Sales and Use Tax TAA 17A-025 Real Property Contractor

TAX: Sales and Use Tax 
TAA NUMBER: 17A-025 
ISSUE: Real Property Improvement 
STATUTE CITE(S): Section(s) 212.05 and 212.06, F.S. 
RULE CITE(S): Rules 12A-1.016, 12A-1051, F.A.C.

QUESTION: Whether Taxpayer’s sales are retail sales of tangible personal property?

ANSWER: Yes. The Taxpayer sells and installs prefabricated panel sections that are installed into realty, easily removable for maintenance and replacement without substantial damage to the realty, and are generally removed for separate sale prior to vacating the realty.

December 29, 2017   

Subject: Technical Assistance Advisement (“TAA”) 
TAA 17A-025 
Sales and Use Tax-Real Property Contractor

Section(s) 212.05 and 212.06, Florida Statutes (“F.S.”) 
Rule(s) 12A-1.016, 12A-1051, Florida Administrative Code (“F.A.C.”)

Dear ___________:

This letter is a response to your petition dated October 4, 2017, for the Department’s issuance of a Technical Assistance Advisement (“TAA”) to Petitioner, regarding real property contractor requirements. Your petition has been carefully examined, and the Department finds it to be in compliance with the requisite criteria set forth in Rule Chapter 12-11, F.A.C. This response to 
your request constitutes a TAA and is issued to you under the authority of section 213.22, F.S.


How should the installation purchase agreements between Taxpayer and their customers be treated for sales tax purposes?
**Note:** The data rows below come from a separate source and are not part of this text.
Issue #132, opened 2026-06-01
Latest supposedly tested version (1.6259.1) does not allow any session to start


elvanor:
### Area

Cowork session (spawn / spawn fails)

### What happened?

According to COMPAT.md, 1.6259.1 is tested and works. I installed this version but it fails to spawn a cowork session. The app itself starts, and chat conversations work. But the cowork stuff does not.

elvanor@caradhras ~/desktop/claude-cowork-linux $ CLAUDE_ARCHIVE=/home/elvanor/desktop/Claude-1.6259.1.dmg ./install.sh 

==========================================
 Claude Desktop for Linux - Installer
 Version: 4.0.0
==========================================

[INFO] Checking dependencies...
[OK] Found: git
[OK] Found: 7z
[OK] Found: node
[OK] Found: npm
[OK] Found: asar
[OK] Found: electron
[OK] Found: bwrap
[OK] Node.js version OK (v24)

[INFO] Updating existing installation...
Already up to date.
[OK] Repository updated

[INFO] Using user-provided archive: /home/elvanor/desktop/Claude-1.6259.1.dmg

[INFO]   File:    Claude-1.6259.1.dmg
[INFO]   Size:    303MB
[INFO]   Date:    2026-06-01 12:01:06
[INFO]   Latest:  v1.9659.2
[INFO]   SHA256:  d4bd47a08019de6f...

[INFO] Extracting archive...
[INFO] Extracting app.asar...
[OK] Extracted app to linux-app-extracted/

[INFO] Installing stubs from /home/elvanor/desktop/claude-cowork-linux...
[INFO] Syncing stubs and launch scripts to install dir...
[OK] Stubs installed

[INFO] Applying cowork patch...
SUCCESS: Patched /home/elvanor/.local/share/claude-desktop/linux-app-extracted/.vite/build/index.js
  rLi() now returns {status:"supported"} unconditionally
  getHostPlatform() patched: throw replaced with return"darwin-x64"
  IPC origin guards: no matching sites found
  Platform return gates patched: 1 sites neutralized
[OK] Patches applied

[OK] Created launchers: ~/.local/bin/claude-desktop, ~/.local/bin/claude-cowork

[OK] Environment configured

Installed sizes: [128, 256, 512, 1024]
[OK] App icon installed to hicolor theme

[OK] Version sentinel: 1.6259.1

[INFO] Running post-install checks...

==========================================
 Claude Desktop for Linux - Doctor
[...]

PR #175, opened 2026-08-16
fix(#170): one shared patch pass list, plus the silent-failure bugs it surfaced

### LINKED ISSUE #170: PKGBUILD applies 3 of the 9 patch_index passes, so AUR installs miss the MCP/resourcesPath fixes

johnzfitch:
## What does this change?

Closes #170, and fixes four more bugs of the same family found while tracing it. The theme throughout: **a step that did nothing, and said it worked.**

### 1. One shared patch pass list (#170)

`launch.sh` had grown to 9 `patch_index` passes while `PKGBUILD`'s `build()` still applied 3. `/usr/bin/claude-cowork` execs electron directly against the packaged asar and never calls `launch.sh`, so AUR users never got the other six — nor the `mainView.js` preload-origin patch, which was launcher-only for the same reason.

Following the steer on the issue, the passes move into a new `patch-index.sh` that both consumers source, so the drift is unrepresentable rather than merely tested for. `install.sh`'s private copy of the chunk discovery collapses onto the same file, taking it from three copies to one.

**Feasibility** (the crux the issue flagged): no `source=()` change needed. `PKGBUILD`'s only source is `git+https://github.com/johnzfitch/claude-cowork-linux.git`, so makepkg clones the whole repo to `${srcdir}/claude-cowork-linux`, and `build()` already reaches into it to run `${_repo}/enable-cowork.py`. A repo-root `patch-index.sh` arrives by exactly that mechanism.

**Impact is narrower than the issue implies** — @chefboyrdave21 confirmed this independently on their own install and owns the original mis-attribution:

| Pass | Effect on AUR |
|:--|:--|
| unguarded `resourcesPath`+`app.asar` join | **genuinely broken, now fixed** — the trampoline pins `process.resourcesPath` to `/usr/lib/claude-cowork/resources` while the asar sits at `/usr/lib/claude-cowork/app.asar`, so `shellPathWorker.js` resolved to a nonexistent file and login-shell PATH priming failed |
| `mainView.js` preload origin | **genuinely broken, now fixed** — its absence leaves CoworkSpaces unexposed to the renderer (empty Projects page, spaces don't persist) |
| `resourcesPath` lookups, MCP node-host | inert either way — both are `app.isPackaged`-gated, and both launchers start electron with a *path argument*, so `process.defaultApp` is true and `isPackaged` is false; those seds rewrite a branch that is never taken |
| Handoff ×2, `--effort xhigh` | already covered by `frame-fix-wrapper.js` and `session_orchestrator.js`, both of which `PKGBUILD` does install |

This is **not** the cause of "MCP Filesystem: Node host not found". The issue title still carries that claim; `patch-index.sh`'s header now says so explicitly so nobody re-adds the inert passes expecting a fix.

### 2. `enable-cowork.py` corrupted the bundle and reported SUCCESS

`HOST_PLATFORM_THROW_RE` matched the `Error(...)` argument with `[^)]*`, which stops at the first `)`. On a bundle whose message is built with a call in it —

```js
throw new Error("Unsupported platform: "+getPlatformName())
```

— the match ended *inside* that call, and the substitution left its closing paren behind as `return"darwin-x64")`. That is a syntax error. `patch_host_platform` still returned `True`, so the script printed `SUCCESS`, exited 0, and both callers counted the file as patched.

Reproduced end-to-end. Every existing fixture happens to use a paren-free message, which is why nothing caught it. Now matched paren-aware; deeper nesting **fails closed**. A post-patch `node --check` warns on stderr when the result is unparseable, deliberately **without** changing the exit code — both callers read non-zero as "no platform gate here", so failing that way would *hide* the corruption.

### 3. The `mainView.js` pass repacked the asar on every launch

`sed -i` rewrites its target whether or not the pattern matched, so a miss still bumps mtime — and that pass guarded only on the marker it inserts, which a miss also leaves absent. On any build where the preload's identifier isn't `e`, it re-ran every launch and made `launch.sh`'s "anything newer than the cached asar" check true forever. Tests pin **mtime**, not content — content was already unchanged, which is exactly why this stayed invisible.

### 4. `launch-devtools.sh` debugged the previous build

It synced the stubs and never repacked, so electron got whatever `launch.sh` last packed. For a debugging tool that's the worst shape of failure — indistinguishable from "my change was wrong". Relatedly `launch.sh` ignored `asar pack`'s exit status, falling through to launch against a stale asar with the error already scrolled off.

### 5. `tests/test-install-paths.sh` could not pass, and nothing ran it

Stage 1 `py_compile`d `fetch-dmg.py`, which became `fetch-dmg.js` — stage 2 is even *titled* "fetch-dmg.js output modes". `main()` exits 1 on any failure, so the whole harness exited non-zero regardless. Nothing noticed because the file is in no CI job. Single-arg stage selection also ran N-through-8 rather than "just stage N" as documented, so asking for one static stage tried to download a DMG.

Stage 1 is now wired into CI — pure static analysis, no network or Docker. That's the actual fix; the `fetch-dmg` drift was the symptom.

### 6. Comment corrections

`ipc_overrides.js` said keys match via `channel.includes(key)`; `matchOverride` uses `endsWith`. Not cosmetic — anyone auditing for collisions off the old comment reaches the wrong conclusion. `linux_ipc_stubs.js` named three insertion points in `frame-fix-wrapper.js` that no longer exist; that removal is worth recording, since a generic fallback answering unknown methods from a default table is exactly the shape that would forge an answer to a security question.

### 7. Fixes from the pre-merge review

An adversarial review of the combined `#175 + #176` tree caught four things, three of them regressions this PR itself introduced:

- **`install.sh` stopped syncing `stubs/`.** Refactoring the copy loop for the earlier review comment silently dropped `cp -rf "$stub_src/stubs" "$INSTALL_DIR/"`. Invisible at install time, because the stubs are already in the extracted tree — it bites on the *next* launch, when `launch.sh` re-syncs from the stale `$INSTALL_DIR/stubs` over the fresh ones.
- **Two `die()`s aborted a run master completes.** They land *after* the destructive `asar extract`, skipping `create_launcher`, the sentinel and the doctor. Deterministically reachable: a tag-pinned `CLAUDE_REPO_REF` leaves `$INSTALL_DIR` on a detached HEAD, `git pull --ff-only` then fails permanently, and `$INSTALL_DIR` never receives `patch-index.sh`. Both now warn loudly, name the repair command, and fall back to the same `find(1)` master used — never worse than master, and the doctor still catches an unpatched install.
- **`patch-index.sh` warned on every launch.** The launchers re-patch a *persistent* tree, so from the second launch on every pass legitimately matches nothing. Measured: 0 warnings fresh, **9 on every run after** — noise, and it made a real #166 silent-no-op indistinguishable from the steady state. Off in the launchers; `PKGBUILD` keeps it, since `build()` always starts from a fresh extract where a miss is real signal.
- **`python` was a build dependency listed only in `optdepends`.** `build()` runs it unconditionally, so a clean-chroot build had no python and failed in the patch loop. Moved to `makedepends`; verified the in-array comment leaves the array as exactly `(p7zip asar curl python)`.

## Type

- [x] Bug fix
- [ ] New feature
- [x] Documentation
- [x] Refactor

## Testing

```
tests/test-cowork-patch.sh    83 passed, 0 failed   (was 58)
tests/test-compat-pins.sh     11 passed, 0 failed
tests/test-install-paths.sh 1  6 passed, 0 failed   (was a guaranteed fail)
node --test .../current-path  559 passed, 0 failed
```

Also verified against the **merged** `master + #176 + #175` tree: clean merge, all suites green, the generated launcher `bash -n`s and keeps a hostile `INSTALL_DIR` literal.

Every fix was reproduced against the pre-fix code first, and each regression test was checked to actually fail without its fix.

- Distro / desktop: not run against a live desktop — these are CI-verifiable changes; the suites exercise the passes against fixtures in both double-quoted and 1.26832.0 backtick shapes
- Tested with `./install.sh --doctor`: not runnable here (no Claude Desktop install in this environment)
- Tested a full Cowork session: no — **an AUR build on a real Arch box remains the check worth doing**, since `build()` is the path that changed most

## Security impact

- [x] This change does not touch credential handling, token passthrough, or process spawning
- [ ] This change does touch security-sensitive code — explanation below:

The patch passes move verbatim — same guard patterns, same sed scripts, same order, including the pass-8-before-pass-9 ordering constraint and the do-not-simplify-the-disclaimer-wrapper note (#132). No pattern was reformatted or re-quoted; the character-for-character `["`]` alternation is what survived #166. The `enable-cowork.py` regex change is strictly *narrowing* in the failure direction.

## Checklist

- [ ] `./install.sh --doctor` passes cleanly on my system — not runnable here, see Testing

### DIFF
--- a/.SRCINFO
+++ b/.SRCINFO
@@ -1,7 +1,7 @@
 pkgbase = claude-cowork-linux
 	pkgdesc = Anthropic Claude Desktop with Cowork (local agent) support for Linux
 	pkgver = 1.1.4010
-	pkgrel = 12
+	pkgrel = 13
 	url = https://github.com/johnzfitch/claude-cowork-linux
 	arch = x86_64
 	license = custom:proprietary
--- a/.SRCINFO
+++ b/.SRCINFO
@@ -8,6 +8,7 @@ pkgbase = claude-cowork-linux
 	makedepends = p7zip
 	makedepends = asar
 	makedepends = curl
+	makedepends = python
 	depends = electron
 	depends = nodejs
 	depends = curl
--- a/.github/workflows/ci.yml
+++ b/.github/workflows/ci.yml
@@ -46,11 +46,19 @@ jobs:
       - name: Compat pin consistency
         run: bash tests/test-compat-pins.sh
 
-      # Extracts the patch_index blocks from launch.sh and PKGBUILD and runs
-      # them against fixtures, including the backtick/let/index2 shapes from
-      # #166 and the minified-name fallback.
+      # Exercises the shared patch-index.sh pass list against fixtures, including
+      # the backtick/let/index2 shapes from #166 and the minified-name fallback,
+      # and guards that launch.sh and PKGBUILD still both source that one list.
       - name: Cowork patch passes
         run: bash tests/test-cowork-patch.sh
+
+      # Stage 1 of the install harness is pure static analysis -- no network, no
+      # Docker, no Arch -- so it can run here even though stages 2-8 cannot.
+      # Nothing ran this file at all, which is how it came to py_compile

Taxpayer manufactures, fabricates, and installs insulated panel sections and accessories used in walk-in coolers for food market retailers, retail grocery chains, and convenience store retailers (hereafter, “Customers”). Taxpayer is registered for sales and use tax purposes with the Florida Department of Revenue, and remits sales tax to the State on the retail sale and installation (when included), of its products.

Based upon the Customer’s preference, the panels are either sold separately, with the installation performed by an unrelated third party chosen by the Customer, or the Taxpayer provides the panels and performs the installation, or hires a sub-contractor to perform the installation. The Taxpayer may also install accessories such as doors, shelving, and lighting fixtures, but does not install any electrical wiring. If a construction permit is required for the project, typically the refrigeration contractor would be responsible for obtaining the permit, and not the Taxpayer.

For purchases, which include both the paneling materials and the installation labor, the installation purchase agreements are structured in one of two ways: itemized, in which labor and/or materials are separately stated, or as lump sum contracts, in which the Taxpayer agrees to furnish materials and labor for a single stated lump sum price. When quoting orders, the Taxpayer does not itemize each separate item of tangible personal property (including each item’s price) used, in fulfilling the contract. The Taxpayer also discloses a lump sum for the total installation labor cost, in its Customer’s quotes.

Generally, the Taxpayer delivers the prefabricated panel sections to its Customer’s retail store location, and the panels are either assembled on-site by the Taxpayer, or by a third-party contractor. The panels and associated hardware are shipped FOB shipping point. The panels can be a standard size or manufactured to a custom size, as required by the Customer, but regardless of size, the installation method remains the same for all panels. Each of the panel sections has a tongue and groove perimeter edge that are interlocked and joined together by using cam lock fasteners. The cam lock fasteners are locked using a hex wrench and are easily unlocked the same way. The panels are placed on top of a one-inch perimeter wood strip which is screwed into the flooring. There are no additional fastenings, nails, or glue used to hold the panel walls upright and together. The panels are easily removable for subsequent maintenance or replacement. Under normal usage, the panels have an average life span of six to ten years, and under heavy usage, about four to six years. If the Customer subsequently moves and/or sells the building after the panel installation, it is the Customer’s preference whether they remove the panels and sell them separately, or choose to sell them with the building. The Taxpayer states, from experience, most of its Customers will remove the panels and sell them separately, if they later vacate and/or sell the building. Your client also installs an air-tight roof panel, but there is no separate floor installation for walk-in coolers.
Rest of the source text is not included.